Sometime in early April, I went through my Google calendar deleting, well, everything. I found myself thinking that it was the opposite of a Marie Kondo purge. I was discarding everything that sparked joy for me: rehearsals, teaching, outings with friends, shows I was meant to see. One of those shows was Fierce 5 by Raphaëlle Boitel, choreographer and director of L’Oublié(e). Raphaëlle and I spoke back in February about the show, her company and what she believes contemporary circus brings to audiences.

Raphaëlle Boitel: My story — there is many things about it — it would be a bit long to tell you everything… I trained at the Fratellini school in Paris. Annie Fratellini was the first female clown; she’s an important woman, and she did a lot for me. She invited me to come to Paris and to go to the circus school. This is a long story, a bohemian story. With all my family, we came to Paris in a truck. My mother just left everything in the south of France, and we went to the capital. We came for circus with no money, with nothing, just passion. My mother always taught me that everything is possible, but you have to work for it. All my life is around this kind of proverb… I worked with James Thierrée, the grandson of Charlie Chaplin, when I was very young, 13 years old. 
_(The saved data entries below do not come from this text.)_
PR #566, opened 2021-04-10
Automated Test for Project Created in Old Versions

terrymyc:
This PR implements automated testing for REST API in processing project files created in previous versions. The project files will be automatically retrieved and tested for every commit.

### DIFF
--- a/asreview/webapp/utils/project.py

This is a long story, a bohemian story. With all my family, we came to Paris in a truck.

Madeline Hoak: What is the story behind the name of your company, L’Oublié(e)?

RB: Yes, The Forgotten, in English. It’s the name of my first show. It took me maybe ten years from the moment of the first idea and when I actually did it. But I was very young, so that was okay. I was maybe 19 when I wanted to do it, then I had to create my company and all of that. The show changed a lot, but at the beginning, I was working on [the idea of] important women that had been forgotten by the people. L’Oublié(e) could be one of these women — a missing person that kind of disappeared and died, but I didn’t say it like this. In the show, a man was [in] conscious of the woman. We see her getting old and she goes and tries to look for him in the other world… So it could also be this man that is forgotten — it’s her, it’s him. The title, I dreamt it, and I forced myself to wake up and write it down.
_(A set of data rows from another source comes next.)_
PR #577, opened 2021-04-15
Fix boot api error handler

terrymyc:
This PR fixes the `boot` API error handler when the server is down.


J535D165:
Good catch!

PR #581, opened 2021-04-16
Fix line chart read data before loaded

terrymyc:
This PR fixes the possible failure of the progress line chart on the project page. The custom tooltip might try to read data before it is loaded.


J535D165:
Thanks!

PR #600, opened 2021-05-12
Added quick link to Docker instructions

behrica:
I just learned from Rens, that the Docker version of asreview is very successful, but I did not find a "quick link" to the Docker instructions in the main README.


J535D165 (approved):

J535D165:
Thanks @behrica

PR #606, opened 2021-05-17
Implementation of basic HTTP auth and project locking functionality

valmelnikov:


asreview/webapp/auth.py
```diff
@@ -0,0 +1,151 @@
...
+        super().__init__(scheme=scheme, realm=realm)
+
+        self.reinit(auth_file)
+
+
+    def reinit(self, auth_file):
+        self.auth_file = auth_file
+
+        if not auth_file:
+            self.auth_file = get_auth_file_path()
```
leonardovida, line 26: Here it would be nice to inform the user that we are retrieving the default "auth.txt" file

asreview/webapp/auth.py
```diff
@@ -0,0 +1,151 @@
...
+        if delimiter is None:
+            delimiter = ASReviewAuth.USERPWD_DELIMITER
+
+        lines = ['%s%s%s\n' % (user, delimiter, pwd) for user, pwd in users.items()]
+        with open(fp, 'w') as f:
+            f.writelines(lines)
+
+
+    @staticmethod
+    def cmd_tool(argv):
```
leonardovida, line 112: I guess it's personal, but I think the `cmd_tool()` logic might be put in `start_flask.py` so that what is passed to `auth.py` is a working auth_file.
Doing this would also allow us to move the `entry_point/auth` to the `lab` and have the main parser argument in one place without the need of an external entry point called by cmd. But this needs to be discussed with @J535D165 !

asreview/webapp/sqlock.py
```diff
@@ -123,3 +123,114 @@ def release(self):
         logging.debug(
             _log_msg(f"Released lock {self.lock_name}", self.project_id))
         self.lock_acquired = False
+
+
+class SQLiteUserLock():
```
leonardovida, line 128: This is great!

leonardovida (commented):
I really like this! What I am very slowly developing is the user management with the frontend. You are doing user creation (to which I can adapt what I began doing) and project locking (which I didn't touch). 

An obvious addition, which I guess you are already working on is comprehensive tests for the project locking (and potentially user creation).

I would like to discuss in our next call is what you see next for this PR and then understand how to better merge my previous work with this great PR.

asreview/webapp/auth.py
valmelnikov: Done

asreview/webapp/auth.py
valmelnikov: I see your point, but would really discuss if that is a better way. Even if we make auth file manipulation a sub-command of lab cmd command, I would keep this method within dedicated auth module.

J535D165:
Before we merge into `asreview:auth-layer`, it might be good to fix the test-frontend. Pep8 linting would also be nice.

J535D165:
Thanks a lot for the implementation. Looking forward to the PR of @leonardovida extending this.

circus aerialist white silks
L’oublié(e). Photo by Marina Levitskaya.

What I do today with my different shows is really mixing the disciplines. I really like to work with a group. I work with opera sometimes for dance or for circus. What really interests me is to talk with the body, but always for something, for an important reason. It’s not just movement for movement or performance for performance (even if I love performance obviously, I put it when I can in my shows), but what is most important for me is what we’re talking about and the effects it can have on the audience.

The new circus in France is such a good way to be gathered around something that is joyful, beautiful, impressive, but we can talk about very deep subjects, also. What I keep most is this state of mind of being familial and human between each other. When we create dreams it’s important to be a good human being. So we try our best.
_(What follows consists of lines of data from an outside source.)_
PR #610, opened 2021-05-17
REST API to Fetch List of Algorithms

terrymyc:
This PR develops a REST API to fetch a list of available classifiers, balance strategies, query strategies, and feature extraction methods in the backend and implements them in the frontend.
This PR also develops a REST API to clear the error state file while retrying setup.
This PR also adds labels to all algorithms.

image

image

image


J535D165:
Nice! Might be interesting to consider updating this at the same time https://github.com/asreview/asreview/blob/a296205f7fe1f2e4a09e1856bd5be01438d9223a/asreview/entry_points/algorithms.py#L37-L72. Labels can be interesting to have there as well (`asreview algorithms`)

terrymyc:
> . Labels can be interesting to have there as well (`asreview algorithms`)

@J535D165 So like replace "logistic" with "Logistic regressions", right?

J535D165:
I think both (such that you know the name for the simulation CLI).

terrymyc:
@J535D165 There is an internal bug when model training fails. For example, if I choose Doc2Vec without `gensim` package installed, the model training will throw `ImportError` with `result.json` and `error.json` created. The problem is that if I refresh and choose another viable option other than `Doc2Vec`, the `ImportError` of `gensim` still appears. The moment I change the option, `kwargs.json` will change, but `result.json` and `error.json` are not cleared.

J535D165:
Very interesting feature. Do we need to update parts of the documentation as well?

terrymyc:
> Very interesting feature. Do we need to update parts of the documentation as well?

@J535D165 I think `list_classifiers` and other similar functions need new descriptions. I guess in the documentation those are updated automatically?

asreview/models/classifiers/lstm_pool.py
```diff
@@ -90,6 +90,7 @@ class LSTMPoolClassifier(BaseTrainClassifier):
     """
 
     name = "lstm-pool"
+    label = "LSTM-pool"
```
J535D165, line 93: LSTM with max-pooling layer?

terrymyc: Meaning...?

terrymyc: Then what about the label for `lstm-base`?

asreview/models/query/max_random.py
```diff
@@ -0,0 +1,33 @@
...
+    At each query 95% of the instances would be sampled with the maximum
+    query strategy after which the remaining 5% would be sampled with
+    the random query strategy.
+    """
+
+    name = "max_random"
+    label = "Mixed (95% Maximum and 5% Random)"
+
+    def _query(self, X):
+        return MixedQuery
```
terrymyc, line 33: @J535D165 This subclass seems to work. Did I miss something?

J535D165:
For readers of the https://www.nature.com/articles/s42256-020-00287-7 publication. This PR breaks the naming of "Mixed sampling".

MH: What is Fierce 5 about for you? 

RB: It’s an homage to circus. I really have a lot of love for circus. I really wanted to talk about the perseverance in life that you need to be able to go into your own goals. 

What really interests me is to talk with the body, but always for something, for an important reason.

To do the crazy stuff we are doing in circus, it needs a lot of [physical] strength and also mental strength. I experience perseverance every day. In this particular show, I was so fascinated by how each one of these artists train every day and have a special relationship with their apparatus. Every day you do the same movements, you touch your apparatus, and you have a relationship that is quite complicated. There is a lot of contradiction in the relation[ship] to it. It makes you do some amazing beautiful things, but it’s painful, physically… I also wanted to talk about the people. There are five people [in the show] and they all come from different countries, and they all are gathered together for a common goal. The show talks about solidarity, how it’s important to help each other, to be together. It’s beautiful to have those same goals in an artistic work. And then of course the virtuosity of circus: how a normal person can do the impossible, and how everything is possible if you work hard.

This show is really my love for circus; it’s funny and it’s sad. One of the first scenes is a young boy that is trying the high wire. The kids [in the audience] laugh so much because he is just trying to stand on the wire. It’s acrobatic clowning, but it really talks about the depths of the show. In life you are a bit on the wire, you walk, and you fall and fall again. How do you learn to stand, just your foot on the wire? It’s a comical way to talk about life, the feeling of équilibre and how you learn from your fall, which is interesting. Because we fall, always.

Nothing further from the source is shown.